PR #207, opened 2023-06-29
Improve names for branch predictor components

kbeyls:
Aim to use general names rather than names for specific implementations. Based on feedback from
https://twitter.com/matt_dz/status/1672375841844518915

- - -
This change is [Reviewable](https://reviewable.io/reviews/llsoftsec/llsoftsecbook/207)

### DIFF
--- a/book.md
+++ b/book.md
@@ -1769,18 +1769,22 @@ most CPUs have multiple pieces of
 [branch predictor](https://en.wikipedia.org/wiki/Branch_predictor)\index{branch
 predictor} logic, such as:
 
-- A component that predicts the outcome of a conditional branch: taken or not
+- A component that predicts the outcome of a conditional
+  branch\index{Conditional branch direction predictor}: taken or not
   taken\index{taken branch}. The prediction is typically done based on the
   outcome of this and other branches in the recent past. In academic literature,
   this type of component is often called a Pattern History Table (PHT)
-  \index{Pattern History Table (PHT)}.
+  \index{Pattern History Table (PHT)}, referring to a specific implementation of
+  a conditional branch direction predictor.
 - A component that predicts the target of a taken branch, i.e. the address of
   the next instruction after a taken branch. In academic literature, such a
   component is often called a Branch Target Buffer (BTB) \index{Branch Target
-  Buffer}.
+  Buffer}, referring to a specific implementation of a branch target
+  predictor\index{branch target predictor}.
 - A component that is specialized to predict the next instruction after a
   function return instruction. Academic literature often calls this a Return
-  Stack Buffer (RSB) \index{Return Stack Buffer}.
+  Stack Buffer (RSB) \index{Return Stack Buffer}, referring to a specific
+  implementation of a return address predictor\index{return address predictor}.
 
 [^branch-prediction-performance]: Over time, new CPU designs tend to support
 having more instructions in flight. [@Eyerman2009, section 4.2.3] suggests that
@@ -1793,10 +1797,11 @@ push to increase the accuracy of branch predictors.
 A number of attacks have been described over the past few years. A few examples,
 categorized per branch predictor component they target, are:
 
-- PHT: BranchScope [@Evtyushkin2018], BlueThunder [@Huo2019]. These attacks
-  infer whether a branch is taken or not taken in a victim process. They do so
-  by carefully making sure that a branch in the spy process uses the same branch
-  predictor entry (i.e. aliases) with the targeted branch in the victim
+- Conditional branch direction predictor\index{Conditional branch direction
+  predictor}: BranchScope [@Evtyushkin2018], BlueThunder [@Huo2019]. These
+  attacks infer whether a branch is taken or not taken in a victim process. They
+  do so by carefully making sure that a branch in the spy process uses the same
+  branch predictor entry (i.e. aliases) with the targeted branch in the victim
   process. By measuring whether the branch in the spy process gets predicted
   correctly, one can derive whether the branch in the victim process was taken
   or not.
@@ -1808,17 +1813,19 @@ categorized per branch predictor component they target, are:
   can enable an attacker to derive the value of the secret key. These papers
   demonstrate deriving the secret key from implementations of specific
   cryptographic kernels. It can also be used to break ASLR\index{ASLR}.
-- BTB: SBPA [@Aciicmez2007], BranchShadow [@Lee2017]. These earlier attacks are
-  based on making a branch in the spy process alias in the BTB with a targeted
-  branch in the victim process. They use methods such as timing difference, last
-  branch records, instruction traces or performance counters to measure whether
-  the branch in the spy process caused a specific state change in the BTB.
-- RSB: Hyper-Channel [@Bulygin2008]. In this case, a spy process invokes $N$
-  calls to fill up the return stack predictor. Then it lets the victim process
-  execute. Then, the spy process can measure how many of its return stack
-  entries have been removed from the RSB, by measuring the number of $N$ returns
-  that get mis-predicted. If the number of calls in the victim process is
-  dependent on secret information, this could leak it.
+- Branch Target Predictor\index{Branch target predictor}: SBPA [@Aciicmez2007],
+  BranchShadow [@Lee2017]. These earlier attacks are based on making a branch in
+  the spy process alias in the BTB with a targeted branch in the victim process.
+  They use methods such as timing difference, last branch records, instruction
+  traces or performance counters to measure whether the branch in the spy
+  process caused a specific state change in the BTB.
+- Return address predictor\index{return address predictor}: Hyper-Channel
+  [@Bulygin2008]. In this case, a spy process invokes $N$ calls to fill up the
+  return stack predictor. Then it lets the victim process execute. Then, the spy
+  process can measure how many of its return stack entries have been removed
+  from the RSB, by measuring the number of $N$ returns that get mis-predicted.
+  If the number of calls in the victim process is dependent on secret
+  information, this could leak it.
 
 The papers referred to above contain detailed explanations of how they set up
 the attack. All of these attacks use a general 3-step approach, similar to
--- a/book.md
+++ b/book.md
@@ -1765,26 +1765,18 @@ loss.[^branch-prediction-performance] Therefore, most CPUs
 predict\index{predict} which instruction needs to be executed after a branch,
 before the branch instruction has completed. Correctly and quickly predicting
 the instruction after a branch instruction is so important for performance that
-most CPUs have multiple pieces of
-[branch predictor](https://en.wikipedia.org/wiki/Branch_predictor)\index{branch
-predictor} logic, such as:
+most CPUs have multiple
+[branch predictors](https://en.wikipedia.org/wiki/Branch_predictor)\index{branch
+predictor}, such as:
 
-- A component that predicts the outcome of a conditional
-  branch\index{Conditional branch direction predictor}: taken or not
-  taken\index{taken branch}. The prediction is typically done based on the
-  outcome of this and other branches in the recent past. In academic literature,
-  this type of component is often called a Pattern History Table (PHT)
-  \index{Pattern History Table (PHT)}, referring to a specific implementation of
-  a conditional branch direction predictor.
-- A component that predicts the target of a taken branch, i.e. the address of
-  the next instruction after a taken branch. In academic literature, such a
-  component is often called a Branch Target Buffer (BTB) \index{Branch Target
-  Buffer}, referring to a specific implementation of a branch target
-  predictor\index{branch target predictor}.
-- A component that is specialized to predict the next instruction after a
-  function return instruction. Academic literature often calls this a Return
-  Stack Buffer (RSB) \index{Return Stack Buffer}, referring to a specific
-  implementation of a return address predictor\index{return address predictor}.
+- A predictor of the outcome of a conditional branch\index{conditional branch
+  direction predictor}: taken or not taken\index{taken branch}. The prediction
+  is typically a history-based branch prediction, i.e., based on the outcome of
+  this and other branches in the recent past.
+- A predictor of the target of a taken branch\index{branch target predictor},
+  i.e. the address of the next instruction after a taken branch.
+- A predictor that is specialized to predict the next instruction after a
+  function return instruction.\index{return address predictor}
 
 [^branch-prediction-performance]: Over time, new CPU designs tend to support
 having more instructions in flight. [@Eyerman2009, section 4.2.3] suggests that
@@ -1797,7 +1789,7 @@ push to increase the accuracy of branch predictors.
 A number of attacks have been described over the past few years. A few examples,
 categorized per branch predictor component they target, are:
 
-- Conditional branch direction predictor\index{Conditional branch direction
+- Conditional branch direction predictor\index{conditional branch direction
   predictor}: BranchScope [@Evtyushkin2018], BlueThunder [@Huo2019]. These
   attacks infer whether a branch is taken or not taken in a victim process. They
   do so by carefully making sure that a branch in the spy process uses the same


kbeyls:
@MattPD: as this is a change based on your suggestion, are you interested to review this?

MattPD:
Sure, I'm going to take a look later today!

book.md
```diff
@@ -1769,18 +1769,22 @@ most CPUs have multiple pieces of
 [branch predictor](https://en.wikipedia.org/wiki/Branch_predictor)\index{branch
 predictor} logic, such as:
 
-- A component that predicts the outcome of a conditional branch: taken or not
+- A component that predicts the outcome of a conditional
+  branch\index{Conditional branch direction predictor}: taken or not
   taken\index{taken branch}. The prediction is typically done based on the
   outcome of this and other branches in the recent past. In academic literature,
   this type of component is often called a Pattern History Table (PHT)
```
MattPD, line 1776: I think I'd leave out PHT entirely as a specific implementation detail of a specific CBP design, but naturally feel free to decide whatever makes more sense in this context :-)

To provide some context on what I mean by a "specific design", the usage of PHT is inherently tied to two-level predictors [two-level BP which uses a branch history register (BHR) table and a branch pattern history table (PHT)]--cf. Section 3.1 in "A Survey of Techniques for Dynamic Branch Prediction", Concurrency and Computation: Practice and Experience (CCPE) Volume 31, Issue 1 (2019), Sparsh Mittal, https://arxiv.org/abs/1804.00261

Nowadays, geometric history length BPs (cf. Section 3.5) like TAGE (or TAGE-based) predictors also a common design with alternatives including Neural BPs (Section 7). Not all of these are PHT-based predictors (i.e., not all are using a single pattern history table; some brief notes on how the usage of history differs in tAGE in https://danluu.com/branch-prediction/, https://research.ac.upc.edu/80-in-2019/slides/Yale80-in-2019-Andre-Seznec.pdf), e.g., TAGE uses multiple predictor tables corresponding to several different history lengths (https://jilp.org/vol9/v9paper6.pdf). TAGE-based BPs have been implemented in Intel CPUs (e.g., Haswell), with AMD CPUs making use of perceptron (hashed perceptron predictor in Zen/Zen+; perceptron predictor _and_ TAGE predictor in Zen 2).

I think the reason PHT may show up often in academic literature is due to high influence of two-level BP design reflecting its historical importance (granted, to give credit where credit is due, it was a major achievement at the time).
For more recent designs cf. Section II "Current state of the art" in "Branch Prediction Is Not a Solved Problem: Measurements, Opportunities, and Future Directions", 2019, Chit-Kwan Lin, Stephen J. Tarsa, https://arxiv.org/abs/1906.08170. One example (from a particular core family) would be https://people.engr.tamu.edu/djimenez/pdfs/exynos_isca2020.pdf (Evolution of the Samsung Exynos CPU Microarchitecture, Section IV. Branch Prediction).

Again, make of that what you will :-) hopefully historical context may (or may not) be useful to make some sense of out it.

book.md
```diff
@@ -1769,18 +1769,22 @@ most CPUs have multiple pieces of
...
-  \index{Pattern History Table (PHT)}.
+  \index{Pattern History Table (PHT)}, referring to a specific implementation of
+  a conditional branch direction predictor.
 - A component that predicts the target of a taken branch, i.e. the address of
   the next instruction after a taken branch. In academic literature, such a
   component is often called a Branch Target Buffer (BTB) \index{Branch Target
-  Buffer}.
+  Buffer}, referring to a specific implementation of a branch target
```
MattPD, line 1782: In contrast, as far as branch target predictors are concerned, the usage of BTB is probably widespread (universal?) enough that I don't have any strong feelings on whether it's worth mentioning that it's just a specific implementation.

book.md
```diff
@@ -1769,18 +1769,22 @@ most CPUs have multiple pieces of
...
+  predictor\index{branch target predictor}.
 - A component that is specialized to predict the next instruction after a
   function return instruction. Academic literature often calls this a Return
-  Stack Buffer (RSB) \index{Return Stack Buffer}.
+  Stack Buffer (RSB) \index{Return Stack Buffer}, referring to a specific
```
MattPD, line 1786: "Return-Address Stack (RAS)" is another common term, possibly whether worth mentioning here.

book.md
```diff
@@ -1808,17 +1813,19 @@ categorized per branch predictor component they target, are:
...
+  They use methods such as timing difference, last branch records, instruction
+  traces or performance counters to measure whether the branch in the spy
+  process caused a specific state change in the BTB.
+- Return address predictor\index{return address predictor}: Hyper-Channel
+  [@Bulygin2008]. In this case, a spy process invokes $N$ calls to fill up the
+  return stack predictor. Then it lets the victim process execute. Then, the spy
+  process can measure how many of its return stack entries have been removed
+  from the RSB, by measuring the number of $N$ returns that get mis-predicted.
+  If the number of calls in the victim process is dependent on secret
+  information, this could leak it.
```
MattPD, line 1829: It may also be worth mentioning IBP (indirect branch predictor) used to predict indirect branches (e.g., C++ virtual calls).
// "indirect target array (ITA)" is another term, although AFAIK it's specific to AMD implementations.

book.md
kbeyls: Thanks for that elaborate feedback! My main reason to mention PHT here is to be able to refer back to it once I find the time to write about Spectre attacks. Even though the classification of Spectre attacks at https://transient.fail/ may not be perfect, I think it must be covered in the book, and they use names such as Spectre-PHT.
Granted, we can just as well introduce the term PHT there, rather than mentioning it here.

I'll think a bit more about this later today on what may be the best structure for the book.

MattPD: I see, I now understand where this is coming from--and also think that classification may be a good starting point, although I'd also take a look at some of the more recent ones (the authors and advisors do overlap, too, so I'm assuming this may reflect an evolution of how we can think about this, although it would be good to check/confirm that with the authors).

I think I'd consider slightly refining this paragraph to generalize it to be correct and useful either way, say:

```
"Correctly and quickly predicting the instruction after a branch instruction is so important for performance that
most CPUs have multiple [branch predictors](https://en.wikipedia.org/wiki/Branch_predictor)\index{branch
predictor}, such as:"

- A predictor of the outcome of a conditional branch\index{Conditional branch direction predictor}: taken or not  taken\index{taken branch}. The prediction is typically a history-based branch prediction, i.e., based on the outcome of this and other branches in the recent past. Microarchitectural implementations of history-based predictors can use a single Pattern History Table (PHT) or multiple PHTs.
```

(And similarly for the subsequent paragraphs, removing "component" from, e.g., "A component that predicts the target of a taken branch"; rationale: these aren't really components of a single branch predictor but rather distinct, separate predictors on their own.)

This way we introduce the notion of _conditional branch direction predictor_ itself, don't conflate it with a PHT (which it may or may not use--including the use of multiple PHTs), while explaining the commonly used acronym, too.

The reason I think this makes sense is that what's named "Spectre-PHT" nowadays affects most (all?) history-based branch predictors (some of which may use a PHT, some of which may use multiple PHTs, some of which may use a table or tables storing a hashed transformation of said history without it being an original, untransformed taken/untaken _pattern history_ per se).

FWIW, "branch predictor state" would make a good name for a more general class, used in https://arxiv.org/pdf/1807.03757.pdf, delineating the examples ("Branch predictor state – branch target buffer, branch history table, branch history register, RSB.").

I've been curious about the special treatment given to the PHT component, as the original https://spectreattack.com/spectre.pdf did note the distinction (similarly in Appendix A): "The structure of the branch history buffer (BHB) is a logical extension of the pattern history presented by [15]. The BHB helps make predictions on the basis of instruction histories, while preserving simplicity and the property of providing a rolling hash. 

The understanding of this distinction and the evolution of the BP implementations (including the usage of multiple PHTs) is also correct in the newer (2023) dissertation:

Remote Side-Channel Attacks and Defenses (2023)
https://martinschwarzl.at/media/files/thesis_main.pdf
- "Over the time, many different branch prediction schemes evolved, such as bi-mode branch prediction with 2 PHTs, index-sharing predictors, variable path length predictors, and perceptron-based predictors"
- "Intel CPUs have several branch predictors [21], e.g., the Branch History Buffer (BHB) [3, 34], Branch Target Buffer (BTB) [11, 34, 38], Pattern History Table (PHT)"
- "Spectre attacks [34] exploit speculative execution. Spectre-PHT [7] (also known as Spectre V1) exploits the Pattern History Table, which predicts the outcome of a conditional branch [34]. "
- "Branch prediction mechanisms are implemented via different structures, such as the Branch History Buffer (BHB) [6, 29], the Branch Target Buffer (BTB) [14, 29, 31], the Pattern History Table (PHT) [15, 29], and the Return Stack Buffer (RSB) [15, 30, 32]."

I think this 2022 paper has the best explanation of why we see such terminological... diversity :-) in practice (this paper is also a good reference as an example of the indirect branch predictors attacks):

Branch History Injection: On the Effectiveness of Hardware Mitigations Against Cross-Privilege Spectre-v2 Attacks
https://www.usenix.org/conference/usenixsecurity22/presentation/barberis

- "Even if the indirect branch predictor internals and naming widely change among different microarchitectures, the majority of them use a context-based approach [10, 15, 23, 34, 64]. For simplicity, we refer to BHB as a generic predictor structure that holds such context."

I was curious about the 2019 transient.fail classification for this, and in Section 2.2 it's "Among all the different variants, our work focuses on Branch Target Injection (BTI)—also known as Spectre v2 or Spectre-BTB [9]" while referring to "Branch Target Injection (BTI or Spectre v2)" in the abstract. Almost makes me wonder if "Spectre-v2" alone (dropping either PHT or BTB) isn't a better replacement?

What makes a clean classification (2019 transient.fail-style with a clear distinction between Spectre-PHT vs. Spectre-BTB vs. Spectre-RSB ) a bit tricky is that the resources being attacked and being subject to defenses may and in practice do overlap. E.g., Section 4.1.3. Branch prediction of "SoK: Analysis of Root Causes and Defense Strategies for Attacks on Microarchitectural Optimizations", https://arxiv.org/pdf/2212.10221.pdf, which does list a combination of resources like {R_BTB/R_PHT/R_BHB}.

Thinking out loud, then, I think going with a general paragraph (history-based conditional branch direction predictor) while mentioning PHT and its definition for historical completeness may make sense. Again, make of that what you will :-), I'm not extremely convinced one way or the other is clearly best (could be useful if we could get some of the authors to comment).

kbeyls (commented):
> *[Reviewable](https://reviewable.io/reviews/llsoftsec/llsoftsecbook/207)* status: 0 of 1 files reviewed, 4 unresolved discussions (waiting on @MattPD)

___
*[`book.md` line 1776 at r1](https://reviewable.io/reviews/llsoftsec/llsoftsecbook/207#gh-1247451753:-NZQvVB74iVxRoUr06OF:byb7l49) ([raw file](https://github.com/llsoftsec/llsoftsecbook/blob/a19b64c028c535b9aa2bc09bb56cc2dec9a6cae3/book.md#L1776)):*
<details><summary><i>Previously, MattPD (Matt) wrote…</i></summary><blockquote>

I see, I now understand where this is coming from--and also think that classification may be a good starting point, although I'd also take a look at some of the more recent ones (the authors and advisors do overlap, too, so I'm assuming this may reflect an evolution of how we can think about this, although it would be good to check/confirm that with the authors).

I think I'd consider slightly refining this paragraph to generalize it to be correct and useful either way, say:

```
"Correctly and quickly predicting the instruction after a branch instruction is so important for performance that
most CPUs have multiple [branch predictors](https://en.wikipedia.org/wiki/Branch_predictor)\index{branch
predictor}, such as:"

- A predictor of the outcome of a conditional branch\index{Conditional branch direction predictor}: taken or not  taken\index{taken branch}. The prediction is typically a history-based branch prediction, i.e., based on the outcome of this and other branches in the recent past. Microarchitectural implementations of history-based predictors can use a single Pattern History Table (PHT) or multiple PHTs.
```

(And similarly for the subsequent paragraphs, removing "component" from, e.g., "A component that predicts the target of a taken branch"; rationale: these aren't really components of a single branch predictor but rather distinct, separate predictors on their own.)

This way we introduce the notion of _conditional branch direction predictor_ itself, don't conflate it with a PHT (which it may or may not use--including the use of multiple PHTs), while explaining the commonly used acronym, too.

The reason I think this makes sense is that what's named "Spectre-PHT" nowadays affects most (all?) history-based branch predictors (some of which may use a PHT, some of which may use multiple PHTs, some of which may use a table or tables storing a hashed transformation of said history without it being an original, untransformed taken/untaken _pattern history_ per se).

FWIW, "branch predictor state" would make a good name for a more general class, used in https://arxiv.org/pdf/1807.03757.pdf, delineating the examples ("Branch predictor state – branch target buffer, branch history table, branch history register, RSB.").

I've been curious about the special treatment given to the PHT component, as the original https://spectreattack.com/spectre.pdf did note the distinction (similarly in Appendix A): "The structure of the branch history buffer (BHB) is a logical extension of the pattern history presented by [15]. The BHB helps make predictions on the basis of instruction histories, while preserving simplicity and the property of providing a rolling hash. 

The understanding of this distinction and the evolution of the BP implementations (including the usage of multiple PHTs) is also correct in the newer (2023) dissertation:

Remote Side-Channel Attacks and Defenses (2023)
https://martinschwarzl.at/media/files/thesis_main.pdf
- "Over the time, many different branch prediction schemes evolved, such as bi-mode branch prediction with 2 PHTs, index-sharing predictors, variable path length predictors, and perceptron-based predictors"
- "Intel CPUs have several branch predictors [21], e.g., the Branch History Buffer (BHB) [3, 34], Branch Target Buffer (BTB) [11, 34, 38], Pattern History Table (PHT)"
- "Spectre attacks [34] exploit speculative execution. Spectre-PHT [7] (also known as Spectre V1) exploits the Pattern History Table, which predicts the outcome of a conditional branch [34]. "
- "Branch prediction mechanisms are implemented via different structures, such as the Branch History Buffer (BHB) [6, 29], the Branch Target Buffer (BTB) [14, 29, 31], the Pattern History Table (PHT) [15, 29], and the Return Stack Buffer (RSB) [15, 30, 32]."

I think this 2022 paper has the best explanation of why we see such terminological... diversity :-) in practice (this paper is also a good reference as an example of the indirect branch predictors attacks):

Branch History Injection: On the Effectiveness of Hardware Mitigations Against Cross-Privilege Spectre-v2 Attacks
https://www.usenix.org/conference/usenixsecurity22/presentation/barberis

- "Even if the indirect branch predictor internals and naming widely change among different microarchitectures, the majority of them use a context-based approach [10, 15, 23, 34, 64]. For simplicity, we refer to BHB as a generic predictor structure that holds such context."

I was curious about the 2019 transient.fail classification for this, and in Section 2.2 it's "Among all the different variants, our work focuses on Branch Target Injection (BTI)—also known as Spectre v2 or Spectre-BTB [9]" while referring to "Branch Target Injection (BTI or Spectre v2)" in the abstract. Almost makes me wonder if "Spectre-v2" alone (dropping either PHT or BTB) isn't a better replacement?

What makes a clean classification (2019 transient.fail-style with a clear distinction between Spectre-PHT vs. Spectre-BTB vs. Spectre-RSB ) a bit tricky is that the resources being attacked and being subject to defenses may and in practice do overlap. E.g., Section 4.1.3. Branch prediction of "SoK: Analysis of Root Causes and Defense Strategies for Attacks on Microarchitectural Optimizations", https://arxiv.org/pdf/2212.10221.pdf, which does list a combination of resources like {R_BTB/R_PHT/R_BHB}.

Thinking out loud, then, I think going with a general paragraph (history-based conditional branch direction predictor) while mentioning PHT and its definition for historical completeness may make sense. Again, make of that what you will :-), I'm not extremely convinced one way or the other is clearly best (could be useful if we could get some of the authors to comment).
</blockquote></details>

Thank you for all your additional thoughts and references to papers.
I ended up deciding to remove all references to specific implementations from this section, as they are not needed here.
If and when references are needed in the to-be-written section on Spectre attacks: lets introduce them there.
___
*[`book.md` line 1829 at r1](https://reviewable.io/reviews/llsoftsec/llsoftsecbook/207#gh-1247462844:-NZQw6FwBBZKyLAEKJb6:b7kwuri) ([raw file](https://github.com/llsoftsec/llsoftsecbook/blob/a19b64c028c535b9aa2bc09bb56cc2dec9a6cae3/book.md#L1829)):*
<details><summary><i>Previously, MattPD (Matt) wrote…</i></summary><blockquote>

It may also be worth mentioning IBP (indirect branch predictor) used to predict indirect branches (e.g., C++ virtual calls).
// "indirect target array (ITA)" is another term, although AFAIK it's specific to AMD implementations.
</blockquote></details>

From the papers I've found and read specifically on "passive" branch predictor side-channels (i.e. not spectre-style attacks, which actively inject different state into branch predictors), I don't think I've seen any that target indirect branch predictors.
Therefore, I think I'll not mention them in this section.

MattPD (approved):

MattPD (approved):
Makes sense, LGTM!

kbeyls (commented):
> Reviewed 1 of 1 files at r2, all commit messages.
> Dismissed @MattPD from 3 discussions.
> *[Reviewable](https://reviewable.io/reviews/llsoftsec/llsoftsecbook/207)* status: all files reviewed, 1 unresolved discussion (waiting on @MattPD)

kbeyls (commented):
> Dismissed @MattPD from a discussion.
> *[Reviewable](https://reviewable.io/reviews/llsoftsec/llsoftsecbook/207)* status: :shipit: complete! all files reviewed, all discussions resolved (waiting on @kbeyls)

The problem:
Spot the lines above that mention "often" and copy them.

Answer for this exercise:
   this type of component is often called a Pattern History Table (PHT)
   component is often called a Branch Target Buffer (BTB) \index{Branch Target
   function return instruction. Academic literature often calls this a Return
-  this type of component is often called a Pattern History Table (PHT)
-  component is often called a Branch Target Buffer (BTB) \index{Branch Target
-  function return instruction. Academic literature often calls this a Return
   this type of component is often called a Pattern History Table (PHT)
I think the reason PHT may show up often in academic literature is due to high influence of two-level BP design reflecting its historical importance (granted, to give credit where credit is due, it was a major achievement at the time).
   component is often called a Branch Target Buffer (BTB) \index{Branch Target
   function return instruction. Academic literature often calls this a Return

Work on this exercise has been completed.